ABOUT THIS TASK ::
Work through the data line by line, gathering every line that has the word "computation".

=====

PR #851, opened 2022-02-21
Add argument `store_on_cpu` to image metrics

### LINKED ISSUE #848: Allow caching on cpu when compute some metrics.
## 🚀 Feature

Currently, some metrics like FID and KID only use GPU computing.
Since all datasets are cached in gpu memory, there is a big limitation on hardware.
It may be helpful to add `compute_on_cpu` option to compute these metrics like below.

```python
def update(self, imgs: Tensor, real: bool) -> None:  # type: ignore
    """Update the state with extracted features.

    Args:
        imgs: tensor with images feed to the feature extractor
        real: bool indicating if imgs belong to the real or the fake distribution
    """
    features = self.inception(imgs)

    if self.compute_on_cpu:
        features = features.detach().cpu()

    if real:
        self.real_features.append(features)
    else:
        self.fake_features.append(features)
```

### Motivation

I can compute FID on cloud system but not my local, because of the memory issue.
Currently, warn large memory foorprint. #468

SkafteNicki:
## What does this PR do?

Fixes #848 

Adds argument `store_on_cpu` to 3 image metrics, such that extracted features can be stored in CPU memory instead of GPU memory.

## Before submitting

## PR review

## Did you have fun?

### DIFF
--- a/CHANGELOG.md
+++ b/CHANGELOG.md
@@ -26,7 +26,7 @@ and this project adheres to [Semantic Versioning](https://semver.org/spec/v2.0.0
 - Added `**kwargs` argument for passing additional arguments to base class ([#833](https://github.com/PyTorchLightning/metrics/pull/833))
 
 
-- Added argument `store_on_cpu` to `FrechetInceptionDistance`, `KernelInceptionDistance`, `InceptionScore` to store features on cpu ([]())
+- Added argument `store_on_cpu` to `FrechetInceptionDistance`, `KernelInceptionDistance`, `InceptionScore` to store features on cpu ([#851](https://github.com/PyTorchLightning/metrics/pull/851))
 
 ### Changed
 
--- a/CHANGELOG.md
+++ b/CHANGELOG.md
@@ -23,12 +23,18 @@ and this project adheres to [Semantic Versioning](https://semver.org/spec/v2.0.0
 - Added `ClasswiseWrapper` for better logging of classification metrics with multiple output values ([#832](https://github.com/PyTorchLightning/metrics/pull/832))
 
 
+- Added `**kwargs` argument for passing additional arguments to base class ([#833](https://github.com/PyTorchLightning/metrics/pull/833))
+
+
 ### Changed
 
 
 ### Deprecated
 
-- Deprecated method `compute_on_step` ([#792](https://github.com/PyTorchLightning/metrics/pull/792))
+- Deprecated argument `compute_on_step` ([#792](https://github.com/PyTorchLightning/metrics/pull/792))
+
+
+- Deprecated passing in `dist_sync_on_step`, `process_group`, `dist_sync_fn` direct argument ([#833](https://github.com/PyTorchLightning/metrics/pull/833))
 
 
 ### Removed
--- a/CHANGELOG.md
+++ b/CHANGELOG.md
@@ -30,6 +30,8 @@ and this project adheres to [Semantic Versioning](https://semver.org/spec/v2.0.0
 
 ### Changed
 
+- Made `num_classes` in `jaccard_index` a required argument ([#853](https://github.com/PyTorchLightning/metrics/pull/853))
+
 
 ### Deprecated
 
--- a/CHANGELOG.md
+++ b/CHANGELOG.md
@@ -26,6 +26,8 @@ and this project adheres to [Semantic Versioning](https://semver.org/spec/v2.0.0
 - Added `**kwargs` argument for passing additional arguments to base class ([#833](https://github.com/PyTorchLightning/metrics/pull/833))
 
 
+- Added argument `store_on_cpu` to `FrechetInceptionDistance`, `KernelInceptionDistance`, `InceptionScore` to store features on cpu ([]())
+
 ### Changed
 
 
--- a/CHANGELOG.md
+++ b/CHANGELOG.md
@@ -28,6 +28,10 @@ and this project adheres to [Semantic Versioning](https://semver.org/spec/v2.0.0
 
 - Added argument `store_on_cpu` to `FrechetInceptionDistance`, `KernelInceptionDistance`, `InceptionScore` to store features on cpu ([#851](https://github.com/PyTorchLightning/metrics/pull/851))
 
+
+- Added negative `ignore_index` for the Accuracy metric ([#362](https://github.com/PyTorchLightning/metrics/pull/362))
+
+
 ### Changed
 
 - Made `num_classes` in `jaccard_index` a required argument ([#853](https://github.com/PyTorchLightning/metrics/pull/853))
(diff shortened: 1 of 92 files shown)


CHANGELOG.md
```diff
@@ -26,6 +26,8 @@ and this project adheres to [Semantic Versioning](https://semver.org/spec/v2.0.0
 - Added `**kwargs` argument for passing additional arguments to base class ([#833](https://github.com/PyTorchLightning/metrics/pull/833))
 
 
+- Added argument `store_on_cpu` to `FrechetInceptionDistance`, `KernelInceptionDistance`, `InceptionScore` to store features on cpu ([#851](https://github.com/PyTorchLightning/metrics/pull/851))
```
Borda, line 29: I think that this could be a very similar case for all metrics using a DNN under the hood some for example other Text metrics...

Borda (approved):

CHANGELOG.md
SkafteNicki: Not necessarily all such metrics. For example the `lpips` also uses a DNN underneat but only need to store a scalar value:
https://github.com/PyTorchLightning/metrics/blob/b0bcccb12ee80cbf72e596d3bf43dfb533e30e22/torchmetrics/image/lpip.py#L140-L142
Instead it would be appropriate for all metrics where the state can be large

justusschock:
Shouldn't we add this to all metrics to specify where the states are saved?

Borda:
> Shouldn't we add this to all metrics to specify where the states are saved?

if so lets implement it in a separate pr :)

torchmetrics/image/kid.py
```diff
@@ -112,6 +112,9 @@ class KernelInceptionDistance(Metric):
             Scale-length of polynomial kernel. If set to ``None`` will be automatically set to the feature size
         coef:
             Bias term in the polynomial kernel.
+        store_on_cpu: By default features will be calculated and stored on the device the metric is located on.
+            By setting this argument to `True`, features will be forced to be stored on CPU even if they are
```
Borda, line 116:
```suggestion
            By setting this argument to ``True``, features will be forced to be stored on the CPU even if they are
```

torchmetrics/image/inception.py
```diff
@@ -61,6 +61,10 @@ class InceptionScore(Metric):
 
         splits: integer determining how many splits the inception score calculation should be split among
 
+        store_on_cpu: By default features will be calculated and stored on the device the metric is located on.
+            By setting this argument to `True`, features will be forced to be stored on CPU even if they are
```
Borda, line 65:
```suggestion
            By setting this argument to ``True``, features will be forced to be stored on the CPU even if they are
```

torchmetrics/image/fid.py
```diff
@@ -161,6 +161,10 @@ class FrechetInceptionDistance(Metric):
             - an ``nn.Module`` for using a custom feature extractor. Expects that its forward method returns
               an ``[N,d]`` matrix where ``N`` is the batch size and ``d`` is the feature size.
 
+        store_on_cpu: By default features will be calculated and stored on the device the metric is located on.
+            By setting this argument to `True`, features will be forced to be stored on CPU even if they are
```
Borda, line 165:
```suggestion
            By setting this argument to ``True``, features will be forced to be stored on the CPU even if they are
```

Borda (approved):

torchmetrics/image/kid.py
```diff
@@ -112,6 +112,9 @@ class KernelInceptionDistance(Metric):
             Scale-length of polynomial kernel. If set to ``None`` will be automatically set to the feature size
         coef:
             Bias term in the polynomial kernel.
+        store_on_cpu: By default features will be calculated and stored on the device the metric is located on.
```
rohitgr7, line 115: quick ques: there are not just stored but also computed on CPU ?

if that's the case, do you think a better name might be `compute_on_cpu`?

torchmetrics/image/fid.py
```diff
@@ -237,6 +244,10 @@ def __init__(
         else:
             raise TypeError("Got unknown input to argument `feature`")
 
+        if not isinstance(store_on_cpu, bool):
+            raise TypeError(f"Expected argument `store_on_cpu` to be a bool but got {store_on_cpu}")
```
rohitgr7, line 248:
```suggestion
            raise TypeError(f"Expected argument `store_on_cpu` to be a bool but got {store_on_cpu!r}.")
```

torchmetrics/image/inception.py
```diff
@@ -135,6 +142,10 @@ def __init__(
         else:
             raise TypeError("Got unknown input to argument `feature`")
 
+        if not isinstance(store_on_cpu, bool):
+            raise TypeError(f"Expected argument `store_on_cpu` to be a bool but got {store_on_cpu}")
```
rohitgr7, line 146:
```suggestion
            raise TypeError(f"Expected argument `store_on_cpu` to be a bool but got {store_on_cpu!r}.")
```

torchmetrics/image/kid.py
```diff
@@ -222,6 +228,10 @@ def __init__(
             raise ValueError("Argument `coef` expected to be float larger than 0")
         self.coef = coef
 
+        if not isinstance(store_on_cpu, bool):
+            raise TypeError(f"Expected argument `store_on_cpu` to be a bool but got {store_on_cpu}")
```
rohitgr7, line 232:
```suggestion
            raise TypeError(f"Expected argument `store_on_cpu` to be a bool but got {store_on_cpu!r}.")
```

rohitgr7 (approved):

torchmetrics/image/fid.py
Borda: just curious, what does it do?

torchmetrics/image/kid.py
Borda: it is just stored, you always want to use GPU if possible, otherwise the metrics could be bottle-neck :)

rohitgr7: but I see, if they are stored on CPU, I think the computation will also happen CPU only.
if that's the case, then `store_on_cpu`, might not reflect the point that computation will also happen on CPU only.

or are they moved back to the device during computation?

Borda: good point @SkafteNicki

SkafteNicki:
> Shouldn't we add this to all metrics to specify where the states are saved?

As pointed out by @justusschock we could probably benefit from a more general solution that works for all metrics where the state can be a list. Also as @rohitgr7 points out, we need to secure that calculations still happens on the right device, so we need to do some more advance moving of data. Closing this PR, trying to come up with a general solution.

=====

ANSWER TO THIS TASK ::
rohitgr7: but I see, if they are stored on CPU, I think the computation will also happen CPU only.
if that's the case, then `store_on_cpu`, might not reflect the point that computation will also happen on CPU only.
or are they moved back to the device during computation?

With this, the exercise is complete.